Issue #487, opened 2020-09-18
The publish button on existed gist just delete the gist


HashimotoYT:
Ref #484 

![recording (1)](https://user-images.githubusercontent.com/24681191/93615977-c3200b80-f9dc-11ea-9b9c-e0378733fd67.gif)

/cc @codebytere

= = = = = = =

- [WORK INSTRUCTION] Write the material out once more, keeping each line exact.

- [SOLVED PROBLEM]
Issue #487, opened 2020-09-18
The publish button on existed gist just delete the gist


HashimotoYT:
Ref #484 

![recording (1)](https://user-images.githubusercontent.com/24681191/93615977-c3200b80-f9dc-11ea-9b9c-e0378733fd67.gif)

/cc @codebytere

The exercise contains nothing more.